Many changes have prompted the growth and success of these stand alone facilities. For example, the demographics of our society have changed and the aging population, although not always in need of hospitalization, may require consistent care, for example for a chronic illness like diabetes.  Technological advances in health care are made on what seems to be a daily basis and many minimally invasive and non-invasive procedures now can take place in an out-patient facility rather than a hospital requiring an expensive overnight stay. The economics of ambulatory is clearly evident in the bottom line. These facilities are not only faster and less expensive to build, but also cheaper to run and maintain than a 24 hour a day hospital. They are also more profitable.

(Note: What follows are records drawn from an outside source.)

PR #486, opened 2020-01-25
chore: Applied some py3 formats

ki4070ma:
### Changes
* Used `f'This is {item}'` instead of `'This is {}'.format(item)` for some cases.
* Removed unnecessary `(object)` from class definitions.
* Removed unused imports

### DIFF
--- a/appium/webdriver/appium_service.py
+++ b/appium/webdriver/appium_service.py
@@ -102,7 +102,7 @@ class AppiumService:
                     self._main_script = sp.check_output(
                         [self._get_node(),
                          '-e',
-                         f'console.log(require.resolve("{MAIN_SCRIPT_PATH}"))']).strip()
+                         'console.log(require.resolve("{}"))'.format(MAIN_SCRIPT_PATH)]).strip()
                 except sp.CalledProcessError as e:
                     raise AppiumServiceError(e.output)
         return self._main_script
--- a/appium/webdriver/appium_service.py
+++ b/appium/webdriver/appium_service.py
@@ -50,8 +50,7 @@ def poll_url(host: str, port: int, path: str, timeout_ms: int) -> bool:
     while time.time() < time_started_sec + timeout_ms / 1000.0:
         try:
             conn = urllib3.PoolManager(timeout=1.0)
-            resp = conn.request('HEAD', 'http://{host}:{port}{path}'.format(
-                host=host, port=port, path=path))
+            resp = conn.request('HEAD', f'http://{host}:{port}{path}')
             if resp.status < 400:
                 return True
         except Exception:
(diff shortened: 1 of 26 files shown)


appium/webdriver/appium_service.py
```diff
@@ -103,7 +102,7 @@ def _get_main_script(self) -> Union[str, bytes]:
                     self._main_script = sp.check_output(
                         [self._get_node(),
                          '-e',
-                         'console.log(require.resolve("{}"))'.format(MAIN_SCRIPT_PATH)]).strip()
```
ki4070ma: Revert here. (Previous one is better.)

appium/webdriver/webdriver.py
```diff
@@ -185,20 +185,15 @@ def _update_command_executor(self, keep_alive: bool) -> None:
         if (not {direct_protocol, direct_host, direct_port, direct_path}.issubset(set(self.capabilities))):
             message = 'Direct connect capabilities from server were:\n'
             for key in [direct_protocol, direct_host, direct_port, direct_path]:
-                message += '{}: \'{}\'\n'.format(key, self.capabilities.get(key, ''))
+                message += f'{key}: \'{self.capabilities.get(key, "")}\'\n'
```
ki4070ma: Revert here. (Previous one is better.)

appium/webdriver/connectiontype.py
```diff
@@ -26,7 +26,7 @@
 """
 
 
-class ConnectionType(object):
+class ConnectionType:
```
ki4070ma: [Notes]
Couldn't use `enum` here since `ConnectionType(Enum)` will be different type from below return value.

https://github.com/appium/python-client/blob/e16ab705a218b302dec9c61560af44c835051692/appium/webdriver/extensions/android/network.py#L69

Need to change such like `return CoonectionType(self.execute(Command.SET_NETWORK_CONNECTION, data)['value'])`, but this breaks backward compatibility.

appium/webdriver/extensions/remote_fs.py
```diff
@@ -74,7 +74,7 @@ def push_file(self, destination_path: str,
                 with open(source_path, 'rb') as f:
                     file_data = f.read()
             except IOError:
-                message = 'source_path {} could not be found. Are you sure the file exists?'.format(source_path)
+                message = f'source_path {source_path} could not be found. Are you sure the file exists?'
```
mykola-mokhnach: I'd prefer to quote the actual values to properly read them in case they contain spaces

test/unit/webdriver/webdriver_test.py
```diff
@@ -52,7 +52,7 @@ def test_create_session(self):
 
         request = httpretty.HTTPretty.latest_requests[0]
         assert request.headers['content-type'] == 'application/json;charset=UTF-8'
-        assert 'appium/python {} (selenium'.format(appium_version.version) in request.headers['user-agent']
+        assert f'appium/python {appium_version.version} (selenium' in request.headers['user-agent']
```
ki4070ma: Revert. Previous one is better.

PR #487, opened 2020-01-25
chore: Fix mypy errors under test folder

ki4070ma:


test/functional/ios/helper/desired_capabilities.py
```diff
@@ -12,20 +12,21 @@
...
     os.path.join(os.path.dirname(__file__), p)
 )
 
 
 BUNDLE_ID = 'com.example.apple-samplecode.UICatalog'
 
 
-def get_desired_capabilities(app=None):
-    desired_caps = {
+def get_desired_capabilities(app: Optional[str] = None) -> Dict[str, Union[str, bool, int]]:
```
mykola-mokhnach: Dict[str, Any] would be easier to read

ki4070ma: I agree, and it will be more correct.

PR #515, opened 2020-04-11
feat: Override send_keys without file upload function

KazuCocoa:
Will update the naming, but let me create a PR as a draft

background: https://github.com/appium/appium-desktop/issues/1335
`send_keys` by some selenium bindings send a local file binary if the given string is a file.
But https://github.com/appium/appium-desktop/issues/1335 has a use case won't send a local file even if the given string is a local path.

### DIFF
--- a/appium/webdriver/webelement.py
+++ b/appium/webdriver/webelement.py
@@ -206,15 +206,17 @@ class WebElement(AppiumWebElementSearchContext):
         self._execute(Command.SET_IMMEDIATE_VALUE, data)
         return self
 
-    def send_keys_direct(self, *value):
+    # Override
+    def send_keys(self, *value):
         """Simulates typing into the element.
 
-        Please consider to use this method if WebElement#send_keys did not work.
-        WebElement#send_keys works uploading a local file, but this method simply
-        sends given string without such uploading.
+        Args:
+            value (str): A string for typing.
 
-        Argument is the same as WebElement#send_keys
+        Returns:
+            `appium.webdriver.webelement.WebElement`
         """
         self._execute(RemoteCommand.SEND_KEYS_TO_ELEMENT,
                       {'text': "".join(keys_to_typing(value)),
                        'value': keys_to_typing(value)})
+        return self
--- a/appium/webdriver/webelement.py
+++ b/appium/webdriver/webelement.py
@@ -216,7 +216,7 @@ class WebElement(AppiumWebElementSearchContext):
         Returns:
             `appium.webdriver.webelement.WebElement`
         """
-        _value = keys_to_typing(value)
+        keys = keys_to_typing(value)
         self._execute(RemoteCommand.SEND_KEYS_TO_ELEMENT,
-                      {'text': "".join(_value), 'value': _value})
+                      {'text': ''.join(keys), 'value': keys})
         return self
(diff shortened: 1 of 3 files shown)


appium/webdriver/webelement.py
```diff
@@ -204,3 +205,16 @@ def set_value(self, value):
         }
         self._execute(Command.SET_IMMEDIATE_VALUE, data)
         return self
+
+    def send_keys_direct(self, *value):
```
mykola-mokhnach, line 209: I'd rather overload the original selenium's implementation of send_keys. We don't support sending files in neither of Appium drivers.

KazuCocoa: hm, for mobile browser, too? I considered browser cases. (I know we don't support it for native apps)

I found Ruby binding handles the behaviour with a flag, so I wondered if we also do a similar thing for send_keys if mobile safari/chrome can work as same as desktop browser.

mykola-mokhnach: Safari mobile driver for sure does not support local files upload. Let me check chromedriver sources

mykola-mokhnach: Chromedriver handles the path inside sendKeys handler: https://github.com/bayandin/chromedriver/blob/47f9916496782bf8c1a031a3c1f1f0c7cf654da1/element_commands.cc#L452

This means there is also no need to modify/patch the call on the client side

mykola-mokhnach: We've never declared file upload support anyway: https://github.com/appium/appium/issues/13156

However, in case of mobile Chromedriver (at least according to what is present in its code) it might be possible to provide a remote file path into `sendKeys` endpoint and in case the target input is of type `file` and the remote path exists (the file must be uploaded to the device and located somewhere, where it would accessible for the browser or webview owner process) the feature should work

KazuCocoa: Got it 👍 
Thanks for the investigation

test/functional/ios/keyboard_tests.py
```diff
@@ -52,7 +52,7 @@ def test_hide_keyboard_no_key_name(self):
 
         el = self.driver.find_elements_by_class_name('XCUIElementTypeTextField')[0]
         el.click()
-        el.set_value('Testing')
+        el.send_keys('Testing')
```
KazuCocoa, line 55: Use `send_keys` randomly as part of functional test

mykola-mokhnach: it makes sense to provide a path to an existing temporary file to make sure we handle these properly

appium/webdriver/webelement.py
```diff
@@ -204,3 +205,18 @@ def set_value(self, value):
...
+        """Simulates typing into the element.
+
+        Args:
+            value (str): A string for typing.
+
+        Returns:
+            `appium.webdriver.webelement.WebElement`
+        """
+        self._execute(RemoteCommand.SEND_KEYS_TO_ELEMENT,
+                      {'text': "".join(keys_to_typing(value)),
```
mykola-mokhnach, line 220: `keys_to_typing(value)` could be precalculated to avoid duplication

appium/webdriver/webelement.py
```diff
@@ -216,7 +216,7 @@ def send_keys(self, *value):
         Returns:
             `appium.webdriver.webelement.WebElement`
         """
+        _value = keys_to_typing(value)
```
mykola-mokhnach, line 219: how about `_value -> keys`?

PR #531, opened 2020-05-05
test: Add appium_service functional test

ki4070ma:
### Details

Added appium_service functional test


test/functional/android/appium_service_tests.py
```diff
@@ -0,0 +1,43 @@
+#!/usr/bin/env python
+# -*- coding: utf-8 -*-
```
mykola-mokhnach, line 2: this is not needed anymore for python3

ki4070ma: I'll check and remove this line if possible. (not only here)

PR #536, opened 2020-05-08
fix: Tune mixin types, so linters could recognize them better

mykola-mokhnach:
This should improve auto-complete suggestions in the IDE and address type warnings in PyCharm.

It would be necessary to use [protocols](https://www.python.org/dev/peps/pep-0544/) if we want to give mypy a hint about access to other mixin classes. For example:

```
class CanValidateCoordinates(Protocol):
    def validate(x, y): ...

......

Here we have some other mixin class, which implements the `CanValidateCoordinates` protocol
......
T = TypeVar('T', bound=Union['MixinClass', CanValidateCoordinates])
....
def mixin_method(self: T):
   self.validate(x, y)  # <--- mypy appreciates

```

### DIFF
--- a/appium/webdriver/extensions/screen_record.py
+++ b/appium/webdriver/extensions/screen_record.py
@@ -12,7 +12,7 @@
 # See the License for the specific language governing permissions and
 # limitations under the License.
 
-from typing import Any, Union, TypeVar, TYPE_CHECKING
+from typing import TYPE_CHECKING, Any, TypeVar, Union
 
 from selenium import webdriver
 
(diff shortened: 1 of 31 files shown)


appium/webdriver/extensions/screen_record.py
```diff
@@ -12,16 +12,22 @@
...
 
-from typing import Any, Union
+from typing import TYPE_CHECKING, Any, TypeVar, Union
 
 from selenium import webdriver
 
 from ..mobilecommand import MobileCommand as Command
 
+if TYPE_CHECKING:
+    # noinspection PyUnresolvedReferences
```
ki4070ma, line 22: [Question] Is this for Pycharm?

mykola-mokhnach: exactly. Pycharm has its own linter, which shows warnings

PR #545, opened 2020-05-18
fix: broken package

KazuCocoa:
Manually installed by `python setup.py install` on local package, then all files were in `build/lib/appium/**`

image

We can check the package with:

1. `python setup.py sdist`
2. Go to `dist/<package>`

Outpatient facilities are everywhere, on each corner and even in many shopping complexes. Locating these facilities in high traffic areas goes hand in hand with making health care easily accessible. But perhaps more importantly, easy access makes healthcare a part of daily life which is a modern phenomenon. Health care reform has moved firmly away from just treating the illness and instead creating a whole life of wellness. This focus on wellness has also created a different architectural image for health centers. The buildings and spaces within them have a more ‘hotel’ or ‘hospitality’ feel.

The trend in creating ‘homey’ environments delivers a clear message about comfort and personalization of care. Doctors don’t make house calls anymore, but we can bring the house to you. Health care consumers are also concerned with their privacy, keeping their level of stress down during a doctor visit or procedure and the environment impacts these emotions.

Convenient, one stop shopping attracts and retains health care consumers. If a person has a doctor’s appointment, they want to be able to get an x-ray and even a prescription filled in the same place.  The facility that can provide this will see repeat clientele.

Health care planners, facilities directors and architects have an opportunity to influence consumers from the moment they drive to a facility, on the walk into the building, on the path to their destination, in the waiting room and exam room and then again as they leave the appointment or procedure. Each part of their experience creates an opportunity to enhance and support the mission of the health care provider. Each part of the experience is an opportunity to make the consumer aware that they are receiving exceptional care and to continue to serve them.